Love language: een love language is de belangrijkste manier waarop iemand affectie en liefde uit en ontvangt. Tot voor kort waren er 5 liefdestalen, maar recent onderzoek van Truity heeft er 7 geïdentificeerd: Activity, Appreciation, Emotional, Financial, Intellectual, Physical en Practical.
Non-violent communication: non-violent communication (geweldloze communicatie) is een communicatiemethode die zich richt op empathie en effectieve gespreksvoering zonder geweld. De methode omvat vier componenten: waarneming zonder oordeel, het benoemen van gevoelens, het identificeren van behoeften en het formuleren van concrete verzoeken.
Metamour: een partner/geliefde van je partner. Een persoon met wie je zelf geen romantische relatie hebt.
Nesting partner: een partner waarmee je samenwoont. De relatie wordt vaak gekenmerkt door gedeelde verantwoordelijkheden, zoals huisvesting en financiën.
Radical honesty: een manier van communiceren waarbij je oprecht, echt en alles inbrengt wat je denkt, opmerkt en ervaart. Met het doel dat het uiteindelijk leidt naar diepere en echte verbinding.

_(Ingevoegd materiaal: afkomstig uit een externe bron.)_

PR #1155, opened 2026-09-02
fix(utils): classify validation errors strictly over network substring heuristics

### LINKED ISSUE #1136: [Bug] error-formatter.ts substring classification of errors
## Description
Error classification relies on simplistic `.includes()` checks. For instance, a validation error message containing the word "connection" is logged as a network error; an HTTP error whose body says "validation failed for required field" is tagged as both.

## Environment
- **OS**: Any
- **Node version**: v22.20.0
- **Provider**: N/A
- **Model**: N/A

## Steps to Reproduce
1. Throw an error with the message "validation failed for connection".
2. Check the structured logs.

## Expected Behavior
It should be classified strictly as a validation error.

## Actual Behavior
It is misclassified as a network error (or both).

## Additional Context

MsfPablo:
## Summary

`createErrorInfo` misclassified validation errors as network errors when the message happened to contain a network-sounding substring like `connection` or `fetch` (#1136). The `isNetworkError` / `isTimeoutError` helpers match on loose `.includes()` substrings, so a message such as `"validation failed for connection"` was flagged as **both** a validation and a network error.

Validation now takes strict precedence over the network/timeout substring heuristics: when an error is a validation error, `isNetworkError` and `isTimeoutError` are forced to `false`. Real network errors (identified by error `code` such as `ECONNREFUSED` / `ETIMEDOUT`, or messages without a validation cue) are unaffected.

## Behavior

| message | before | after |
| --- | --- | --- |
| `validation failed for connection` | validation + network | validation only |
| `failed to fetch: connection refused` | network | network |
| `request failed` + `code: ETIMEDOUT` | network + timeout | network + timeout |

## Testing

- Added two regression specs covering the overlapping-message case and a real network error without a validation cue.
- `pnpm run test:types` clean; `error-formatter.spec.ts` 28/28 in isolation; biome clean.
- Existing `createErrorInfo` network/timeout specs continue to pass.

Closes #1136.

### DIFF
--- a/.changeset/fix-error-formatter-strict-validation.md
+++ b/.changeset/fix-error-formatter-strict-validation.md
@@ -1,0 +1,5 @@
+---
+"@nanocollective/nanocoder": patch
+---
+
+Fix `createErrorInfo` misclassifying validation errors as network errors. A validation message containing the word "connection" (or "fetch") was also flagged `isNetworkError` because the network check used loose `.includes()` substring matching. Validation now takes strict precedence over the network/timeout substring heuristics. Thanks to @MsfPablo. Closes #1136.
--- a/source/utils/error-formatter.spec.ts
+++ b/source/utils/error-formatter.spec.ts
@@ -195,3 +195,22 @@ test('createErrorInfo - recognizes ETIMEDOUT as a network and timeout error', t 
 	t.true(result.isTimeoutError);
 	t.is(result.code, 'ETIMEDOUT');
 });
+
+// Regression for #1136: a validation message containing "connection" must be
+// classified strictly as a validation error, not also as a network error.
+test('createErrorInfo - classifies validation-overlapping messages strictly as validation', t => {
+	const error = new Error('validation failed for connection');
+	const result = createErrorInfo(error);
+
+	t.true(result.isValidationError);
+	t.false(result.isNetworkError);
+	t.false(result.isTimeoutError);
+});
+
+test('createErrorInfo - still classifies a real network error with no validation cue', t => {
+	const error = new Error('failed to fetch: connection refused');
+	const result = createErrorInfo(error);
+
+	t.true(result.isNetworkError);
+	t.false(result.isValidationError);
+});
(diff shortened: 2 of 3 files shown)


will-lamerton (changes requested):
Thanks for picking this up. The direction is right, but the current form inverts the bug rather than fixing it.

**Validation is just as loose as the network check.** `isValidationError` matches `.includes('validation' | 'invalid' | 'required')`, so giving it blanket precedence lets a message substring override the hard `error.code` signal:

- `Error('connect ECONNREFUSED 127.0.0.1:11434 - invalid endpoint')` with `code: 'ECONNREFUSED'` becomes `isNetworkError: false`
- `Error('request timed out, api key required')` with `code: 'ETIMEDOUT'` becomes `isNetworkError: false, isTimeoutError: false`

That contradicts the PR description's claim that errors identified by `code` are unaffected, and the first case is realistic for local provider failures, which is where #1136 came from.

Suggested shape: let validation outrank only the message-substring branch, keeping `error.name` and `error.code` authoritative.

```ts
const validationError = isValidationError(error);
// hard signals (name + errno code) always win; validation only outranks the
// loose message-substring heuristics
isNetworkError:
    hasNetworkSignal(error) || (!validationError && matchesNetworkMessage(error)),
isTimeoutError:
    hasTimeoutSignal(error) || (!validationError && matchesTimeoutMessage(error)),
```

Please add a regression test for a code-bearing network error whose message contains a validation cue, e.g. `ECONNREFUSED` plus "invalid", asserting `isNetworkError` stays true.

**Minor:** all three heuristics are case-sensitive, so `Error('Invalid response body while trying to fetch ...')` (a real undici message) skips the validation check entirely. Out of scope here, but worth a follow-up.

**CI:** the three red checks are stale-base artifacts, not caused by this change. CI last ran on 2026-09-02 against `afecf904`; the `settings-tabs` failure was fixed by the `useTitleShape` bugfix, and `scripts/validate-changesets.js` did not exist yet at this head. A rebase onto current `main` should clear all three.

Regels: Regels zijn afspraken die je samen maakt. Naast praktische regels, kunnen ze de functie hebben om een tijdelijke container te bieden van veiligheid binnen de relatie. In de praktijk merk je vaak dat er harde/gesloten en zachte/open grenzen en regels zijn – dat is iets wat ik met mijn cliënten bespreek en help onderzoeken. In de praktijk zie je dat deze vaak in de loop van de tijd wat losser en minder rigide worden bij het open van een relatie.

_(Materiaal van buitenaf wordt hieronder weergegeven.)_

PR #1158, opened 2026-09-02
fix: give stdout and stderr their own output byte budget

### LINKED ISSUE #1140: [Bug] bash-executor.ts shared outputBytes budget between stdout and stderr
## Description
`outputBytes` is incremented by both stdout and stderr handlers against a single `BASH_MAX_OUTPUT_BYTES` cap. A chatty stderr can exhaust the budget, silently dropping stdout data with no truncation marker on stdout. The LLM sees the marker on stderr but receives an unexpectedly truncated stdout.

## Environment
- **OS**: Any
- **Node version**: v22.20.0
- **Provider**: N/A
- **Model**: N/A

## Steps to Reproduce
1. Execute a bash script that floods `stderr` up to the byte limit, followed by crucial data on `stdout`.
2. Inspect the returned streams.

## Expected Behavior
Both streams should have their own limits, or the truncation marker should clearly appear on the stream that got truncated.

## Actual Behavior
Stdout is silently truncated without a marker.

## Additional Context

kishore280:
Fixes #1140.

stdout and stderr shared one byte counter and one truncation flag. A noisy stderr could exhaust the shared budget first, silently dropping stdout data after that point with no marker at all - the caller had no way to know anything was cut.

Split into two independent pairs, one per stream. Each stream's truncation now depends only on its own volume, and gets its own marker when it happens.

Ran: test:ava on bash-executor.spec.ts (two new tests, one per direction), test:types, test:lint, test:format, test:changesets.

### DIFF
--- a/.changeset/quiet-streams-diverge.md
+++ b/.changeset/quiet-streams-diverge.md
@@ -1,0 +1,5 @@
+---
+"@nanocollective/nanocoder": patch
+---
+
+Fixed the bash tool silently dropping stdout when stderr was noisy; each stream now gets its own output budget and truncation marker. Closes #1140.
--- a/.changeset/quiet-streams-diverge.md
+++ b/.changeset/quiet-streams-diverge.md
@@ -2,4 +2,4 @@
 "@nanocollective/nanocoder": patch
 ---
 
-Fixed the bash tool silently dropping stdout when stderr was noisy; each stream now gets its own output budget and truncation marker. Closes #1140.
+Fixed the bash tool silently dropping stdout when stderr was noisy; each stream now gets its own output budget and truncation marker. Worst case memory goes from 5MB to 10MB since both streams can now hit the cap at once. Closes #1140.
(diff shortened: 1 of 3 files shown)


will-lamerton (changes requested):
The fix itself is good. Per-stream collectors are the right shape, and I confirmed the new tests are genuine regression tests: reverting `bash-executor.ts` to the parent commit while keeping the new spec fails both tests consistently, and they pass reliably against the fix. Full spec file is 35/35, types and lint clean.

Two things before this can go in:

1. **Needs a rebase.** This conflicts with `main` in `source/services/bash-executor.ts`. `main` has since added the bash-sandbox imports and the handlers have moved to ~lines 171-204. Nothing was fixed in parallel, so the conflict is purely mechanical.

2. **Worst-case memory doubles**, 5 MB to 10 MB, now that each stream carries its own `BASH_MAX_OUTPUT_BYTES`. That is the direct consequence of what #1140 asked for and I think it is the right call, but the changeset does not mention the ceiling moved. Either add a line to the changeset, or halve the constant if 5 MB was intended as a total budget.

Happy to approve once it is rebased.

will-lamerton:
Great work @kishore280 :)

Relatiecontract: een relatiecontract is een expliciete overeenkomst tussen partners over de verwachtingen, grenzen en regels van hun relatie.

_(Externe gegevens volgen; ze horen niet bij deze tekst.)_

Issue #1105, opened 2026-08-31
ACP: thread sub-agent tool results back so every call is announced and settles with its real status


will-lamerton:
Follow-up to #1019 / #1080, split out as agreed in review.

## What works now

#1080 routed sub-agent tool calls that need approval to `session/request_permission`. Those calls are announced as a `tool_call` before the request, prefixed `subagent:`, and titled with the sub-agent name.

## What is still missing

**Sub-agent tools that need no approval are never announced at all.** `signalToolApproval` in `source/subagents/subagent-executor.ts` is only reached for calls that need approval; everything else runs without touching the ACP layer. So a client gets cards for the approval-gated subset of a sub-agent's work and no visibility into the rest. A read-heavy sub-agent can run a dozen tools and show nothing.

**An approved call is marked `completed` at approval time, not when it runs.** The handler in `source/acp/acp-conversation.ts` settles the card on approval because the sub-agent layer never reports results back. That was a deliberate trade against leaving the card spinning forever, but it means a client sees `completed` for a tool that may then fail, and never sees real output.

Both have the same root cause: `SubagentExecutor` does not thread its tool results out to the ACP conversation. Fixing that closes both at once - announce every sub-agent tool call, then update it with the real terminal status and output.

## Also unresolved: mode and `alwaysAllow` are ignored inside sub-agents

`needsApprovalForTool` is passed only `{mode: this.currentMode()}`, and the ACP executor is constructed in `source/plain/initialize.ts` with the default `parentMode: 'normal'` and no mode resolver. A `yolo` or `auto-accept` session is therefore prompted inside a sub-agent for a tool it would not be prompted for at top level. Pre-existing, but #1080 is what made it visible. Noted in that changeset.

## Also unresolved: overlapping sessions can cross-answer approvals

The approval slot in `source/utils/tool-approval-queue.ts` is a process-wide singleton with last-writer-wins semantics. `runAcpConversation` scopes its handler to the turn with a LIFO-correct disposer, which stops the handler outliving the turn, but `turnActive` is per session (`source/acp/acp-session.ts`), so two sessions can be mid-turn at once. For that overlap the later installer answers the earlier session's approvals against the wrong session id and abort controller, which the client rejects as invalid params.

Closing it needs the slot keyed by session id, or an approval channel threaded through `SubagentExecutor` - the same threading the two items above want, so it is probably one piece of work.

addyCooks:
Hey @will-lamerton
 
I'd like to take this one
[...]

PR #1159, opened 2026-09-02
fix(app): queue concurrent approval requests instead of overwriting them

### LINKED ISSUE #1156: [Bug] Parallel subagents hang the turn, a second approval request overwrites the first
## Description

All three "ask the user" queues store exactly one resolver in a `useRef`. A second
concurrent `signal()` overwrites it before the first has been answered, and that
first promise is orphaned permanently nothing can ever resolve it.

This is reachable through ordinary use: `tool-executor` starts up to
`MAX_CONCURRENT_AGENTS` (5) subagents at once, and each can call a tool that needs
approval. Because the batch is awaited with `Promise.allSettled`, one orphaned
promise means the batch never settles and the turn never ends.

## Environment

- **OS**: all (no platform-specific code involved)
- **Node version**: v22.22.3
- **Provider**: any
- **Model**: any

## Steps to Reproduce

1. In `normal` mode, have the model emit two or more `agent` tool calls in one turn.
2. Have both subagents call a tool that needs approval (`write_file`, `execute_bash`).
3. Answer the single prompt that appears.

## Expected Behavior

Each approval request is queued and presented in turn, and every subagent promise
settles approved, denied, or cancelled.

## Actual Behavior

Only the most recent request is answerable. Earlier ones never settle, and the turn
hangs forever. Escape does not help: the stranded subagent is parked inside an
`await` that is not abort-aware. Recovery requires killing the process.

```
agent-A promise settled          : false
agent-B promise settled          : true
Promise.all([A,B]) outcome       : TIMEOUT, a promise never settled
```

(Driven against the real `useGlobalHandlerQueues` hook through `ink-testing-library`,
firing two `signalToolApproval` calls before answering. AVA additionally reported
`Failed to exit` for the run the orphaned promise kept the worker alive.)

## Logs/Screenshots

- `source/app/hooks/useGlobalHandlerQueues.tsx:41,65,92`, one resolver ref per queue
- `source/app/hooks/useGlobalHandlerQueues.tsx:46,74,101`, `xResolverRef.current = resolve`,
  assigned unconditionally, so a second caller overwrites the first
- `source/app/hooks/useGlobalHandlerQueues.tsx:75`, `setPendingSubagentApproval(approval)`
  also overwrites the visible prompt, so the user never sees the request they strand
- `source/subagents/subagent-executor.ts:65`, `MAX_CONCURRENT_AGENTS = 5`
- `source/subagents/subagent-executor.ts:739`, `await signalToolApproval(...)`, no `AbortSignal`
- `source/hooks/chat-handler/conversation/tool-executor.tsx:360`, `await Promise.allSettled(...)`
- `source/utils/global-handler-slot.ts`, the slot holds one handler; the single-resolver
  problem is in the hook above it, not here

## Additional Context

The same single-slot design backs `ask_user` (`question-queue`) and the main agent's
tool confirmation (`tool-confirm-queue`), so the defect is not specific to subagent
approvals  subagents are just the path that reaches it routinely.

Suggested fix: replace the single resolver ref in each of the three slots with a FIFO
of `{id, input, resolve}`. Render the head of the queue, resolve by id, and show a
"1 of N" indicator. Make `signal()` accept an `AbortSignal` and reject on abort so
cancelling a turn drains the queue instead of stranding it.

Related but distinct: #1019 covered the *ACP* failure of the same module (no handler
installed, so the fallback denied silently) and is closed. This is the *TUI* failure 
a handler exists, but concurrent callers overwrite each other's resolvers. The
in-progress sub-agent tool bridge work also does not cover this: that channel is
registered per session on the ACP path, and the TUI still goes through
`signalToolApproval` and the single-resolver hook.

addyCooks:
Closes #1156

## Description

The three "ask the user" slots `question-queue`, `tool-approval-queue` and
`tool-confirm-queue` each stored a single resolver in a `useRef`. A second
caller arriving before the first was answered overwrote it, and that first
promise could then never settle.

`tool-executor` starts up to `MAX_CONCURRENT_AGENTS` (5) subagents in one turn
and awaits them with `Promise.allSettled`, so one stranded caller meant the batch
never resolved and the turn never ended. Escape did not help either: the subagent
was parked in an await that is not abort-aware, so recovery meant killing the
process.

Each slot now has its own FIFO. Requests queue in arrival order, the head is
presented, and answering it resolves that caller and promotes the next, so
every caller settles exactly once with its own answer.

The three blocks were near-identical, so they collapse into one `useHandlerQueue`
helper used three times, shared by all three slots — though each slot still owns
its own queue instance, so a subagent approval and a main-agent confirmation can
be pending at once without colliding. The hook goes from 122 to 132 lines
(+79/-69): a net increase, not a reduction, but each of the three call sites
shrinks to a couple of lines. The hook's public shape is unchanged, so `App.tsx`,
`chat-input.tsx` and `interactive-app.tsx` needed no edits for the queuing itself.

### Fixed during review

`chat-input.tsx` rendered `ToolConfirmation` with no `key`, so when the queue
advanced from one request to the next, React reconciled the same component
instance and carried over its internal state (`formatterPreview`,
`hasValidationError`, ...) from the previous request onto the new one — most
visibly, a validation error on request A would auto-confirm and then get stuck
showing A's error text over B's prompt. Both `ToolConfirmation` renders in
`chat-input.tsx` are now keyed off `toolCall.id` so each queued request gets a
fresh instance.

## Scope

Two items from the issue's suggested fix are deliberately not here:

- **A "1 of N" indicator.** It changes the hook's public shape and pulls in
  `chat-input.tsx` and `interactive-app.tsx`. Worth doing, but it is UX on top of
  the fix rather than part of it. Note for whoever picks this up:
  `interactive-app.tsx` sets `cancellable` to `false` whenever a confirmation is
  pending, so with several requests queued, Escape has to be pressed once per
  request with no on-screen sign that anything is queued — even a bare "1 of N"
  would carry most of the value.
- **An abort-aware `signal()`.** That changes `createGlobalHandlerSlot`'s
  signature and every call site, including `subagent-executor.ts:739` where the
  sub-agent tool bridge work for #1105 is also editing. Queuing alone removes the
  hang; abort handling is a clean follow-up once that lands. Right now, if a turn
  is cancelled with items queued, those entries stay queued and keep being
  presented, so the user can be asked to answer prompts for a turn that's already
  dead — tracked in #1230.

## Type of Change

- [x] Bug fix
- [ ] New feature
- [ ] Breaking change
- [ ] Documentation update

## Changeset

### Automated Tests

Added coverage for the gaps called out in review: `pendingSubagentApproval`
(the real `useState`, not a spy) advancing from one request to the next,
answering into an empty queue and then receiving a new request (the
`length === 1` present-on-arrival gate), and the subagent-approval and
main-agent-confirmation slots both being pending at once and settling
independently.

### Manual Testing

- [ ] Tested with Ollama
- [ ] Tested with OpenRouter

## Checklist

- [x] Self-review completed


will-lamerton (changes requested):
The FIFO approach is right, and the extraction into one `useHandlerQueue` is a genuine simplification. Installing the handler once (deps are now just the module-level setter) is a nice side benefit. Verified on the PR head: 10/10 specs pass, `tsc` clean, biome clean, and no drift in the touched files versus current `main`.

One thing to fix before merge, plus a few follow-ups.

### Blocking: queued prompts reuse a stale `ToolConfirmation` instance

`chat-input.tsx:211-225` renders `ToolConfirmation` with no `key`. When the queue advances, `pendingSubagentApproval` goes straight from A to B with no intervening `null`, so React reconciles the same element type at the same position and keeps the component's state. `ToolConfirmation` holds `formatterPreview`, `hasFormatterError` and `hasValidationError` (`tool-confirmation.tsx:36-44`), none of which reset when the `toolCall` prop changes.

Concrete failure: request A trips the validation path, so `hasValidationError` becomes true and the effect at `tool-confirmation.tsx:141-151` auto-fires `onConfirm(true)`. That resolves A and promotes B into the same instance. `hasValidationError` is still true, and that effect's deps are `[hasFormatterError, hasValidationError, onConfirm]`, none of which change (`onConfirm` is a `useCallback([])` from the new helper), so it does not re-run. B renders A's error text, the approval prompt stays hidden behind `!hasFormatterError && !hasValidationError` at line 187, and there is no select input. B can then only be settled by Escape. The formatter-error path fails the same way.

Even on the happy path, A's `formatterPreview` stays on screen until B's async preview resolves, while the prompt line already reads B's tool name, so a fast Enter approves B while A's diff is on screen. That is an approval-safety issue, not just cosmetics. Both ternary branches render `ToolConfirmation` at the same child position, so a subagent approval handing off to a main-agent confirmation carries state over too.

Fix is two lines: `key={pendingSubagentApproval.toolCall.id}` at line 212 and `key={pendingToolConfirmation.toolCall.id}` at line 219.

This hazard technically pre-dates the PR, but it was unreachable because the concurrent case hung instead. Queuing makes it reachable on exactly the scenario this PR exists to fix, so it belongs here.

### Follow-ups

- **"N remaining" indicator.** Fine to defer, but note it interacts: `interactive-app.tsx:174-183` sets `cancellable` to false whenever a confirmation is pending, so Escape routes into the prompt rather than turn cancellation. With five subagents queued the user presses Escape five times with no on-screen sign that anything is queued. Even a bare "1 of 5" would carry most of the value.
- **Abort drain.** Also fine to defer, but worth naming the new behaviour: if a turn is cancelled with items queued, those entries stay queued and keep being presented, so the user answers prompts for a turn that is already dead. The old code self-healed by clobbering. Please file the follow-up issue and link it from the PR body.
- **Test gaps.** Nothing asserts that `pendingSubagentApproval` (real `useState`, not a spy) actually advances from A to B, which is the transition the issue above hangs off. Also untested: answering into an empty queue and then receiving a new request (the `length === 1` gate), and both approval slots live at once, which is the stated reason they are separate slots.

### Nits on the description

"Each slot now backs onto a FIFO shared by all three" reads as one shared queue. Each slot has its own queue and only the helper is shared, which is what the code comment correctly says. "The change is a net reduction in the file" is not quite right either: the hook goes from 122 to 132 lines (+79/-69).

addyCooks:
Thanks @will-lamerton, everything from your review is addressed, pushed in 5ef42d5:

- Keyed both `ToolConfirmation` renders in `chat-input.tsx` on `toolCall.id`, with a comment on why the keys are load-bearing, so each queued request gets a fresh instance instead of inheriting the previous request's error or preview.
- Added the three missing tests: `pendingSubagentApproval` advancing from A to B through the real `useState`, a new request arriving after the queue fully drains (the `length === 1` gate), and the subagent-approval and main-agent-confirmation slots pending at once and settling independently.
- Corrected the description: each slot owns its own queue (only the helper is shared), and the hook is +79/-69, a net increase.
- Filed #1230 for abort-aware draining and linked it from the description.

will-lamerton (approved):
Approving. Every item from my previous review is addressed, and I resolved the merge conflict myself in c952ce54.

### Blocking item: fixed

The unkeyed `ToolConfirmation` is fixed in 5ef42d54 with the two keys, plus a comment recording why they are load-bearing. That closes the validation-error path where request A's auto-`onConfirm(true)` promoted B into A's live instance with `hasValidationError` still true, leaving B with A's error text, no select input, and only Escape to settle it.

### Test gaps: covered

All three gaps I named now have tests, and they assert the right things: `pendingSubagentApproval` through the real `useState` advancing A to B, the `length === 1` present-on-arrival gate after a full drain, and both slots pending at once settling independently. 13/13 pass.

### Description nits: corrected

Each slot owning its own queue instance, and +79/-69 as a net increase rather than a reduction. Follow-up #1230 filed and linked for the abort drain.

### Conflict resolution

`main` moved under this branch in 71d79a3e, which wrapped both `ToolConfirmation` renders in `<Box paddingLeft={footerPadding}>` for the fullscreen footer layout, colliding with the lines this PR keyed. Resolved by keeping both: the `Box` wrapper from `main`, with the `key` on the `ToolConfirmation` inside it. Keying the inner child still forces the remount, since React remounts a single keyed child when its key changes.

Verified on the merge result: `tsc --noEmit` clean, `biome check` clean on the touched files, 13/13 in `useGlobalHandlerQueues.spec.tsx` and 17/17 in `chat-input.spec.tsx`. `git diff origin/main..HEAD` is exactly the four intended files at +235/-69, so nothing from `main` was dropped in the resolution.

### One thing I also checked

`question-queue` is FIFO-backed now too, so question A to B advancement with no intervening `null` became reachable there as well, and `QuestionPrompt` is unkeyed. It is already safe: it resets `answeredRef`, `selectedIndex`, `isFreeformMode` and `freeformValue` itself through the `previousQuestion` derived-state check. No change needed.

### Follow-up worth a note, not blocking

The answer handlers lost idempotency. The old code nulled the resolver, so a second call for an already-answered request was a no-op; now `queueRef.current.shift()?.resolve(result)` consumes the next queued request and settles it with the previous answer without ever presenting it. That would be a silent wrong approval rather than a hang.

It is not reachable today: one UI call site per slot, and both double-fire windows in `ToolConfirmation` (the auto-confirm effect at `tool-confirmation.tsx:141-151`, and Escape via `useInput`) are closed by the keying, because the instance unmounts as the queue advances. Worth an `answeredRef`-style guard in `useHandlerQueue`, or at least a comment noting the guard now lives in the keys, so a later refactor that drops them does not quietly reintroduce it.

### Merging with a red required check

`pr-checks / Format Checks` is failing, and it is not this PR. `biome check .` flags import ordering in `source/tools/file-ops/write-file.tsx:18-19`, a file this PR does not touch. I confirmed it reproduces on `origin/main` (4938854e) with no PR code at all; it arrived via the `fix/document-edit-overwrite` merge, and `main` runs only the release workflows, so it landed unnoticed and now reddens every PR branch that merges current `main`. Every other check, including Unit Tests & Coverage and CodeQL, is green. Merging with a bypass on that basis and fixing `main`'s formatting separately.

addyCooks:
Thanks @will-lamerton, 
and thanks for resolving the conflict with the footer Box yourself.

Good catch on the answer handlers. 
I'll open a small follow-up that makes a second answer for an already-answered request do nothing, 
so it can never approve the next request in the queue, with a test for it. 
That way the safety doesn't rely on the keys alone.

Rites of passage: (‘overgangsrituelen’) zijn belangrijke gebeurtenissen in een relatie (zoals de eerste keer samen slapen, de eerste keer seks of de eerste vakantie). Deze gebeurtenis markeert een nieuwe vorm van intimiteit binnen de relatie.
Seksuele exclusiviteit: seksuele exclusiviteit verwijst naar het exclusief delen van seksuele activiteiten met één partner.
Trigger: een trigger is een stimulus die sterke emoties of reacties kan oproepen vanwege een associatie met een vroegere ervaring, vaak is deze negatief of traumatisch. Een trigger kan bijvoorbeeld een woord, een beeld of een gebeurtenis zijn.
Vormen van intimiteit: de verschillende manieren waarop mensen verbindingen met elkaar aangaan. Je hebt bijvoorbeeld emotionele, fysieke, intellectuele, psychologische, sociale en spirituele intimiteit.
Wheel of consent: the Wheel of consent is een model waarmee je kunt werken om grenzen en verlangens binnen een intieme of seksuele relatie te onderzoeken. Het benadrukt vier kernrollen: geven, ontvangen, nemen en toestaan. Deze rollen laten je nadenken over hoe toestemming werkt en hoe grenzen en wensen gecommuniceerd kunnen worden.
Zelfcompassie: het vermogen om mild en begripvol voor jezelf te zijn… zelfs in uitdagende situaties of op momenten dat je jezelf niet van de mooiste kant laat zien.
Zelf differentiatie: het vermogen om een individueel zelfbeeld te behouden in een relatie, zonder volledig op te gaan in de identiteit van de ander. Als je zelf-gedifferentieerd bent, kan je handelen uit eigen waarden en kan je goed bij jezelf blijven.
Zelfregulatie (in relaties): zelfregulatie betekent dat iemand zelfbewust is, eigen grenzen kent en in staat is om eigen emoties en behoeften te beheersen, zonder volledig afhankelijk te zijn van een partner. Het draait om zelfstandigheid, communicatie en het nemen van verantwoordelijkheid voor het eigen welzijn binnen relaties.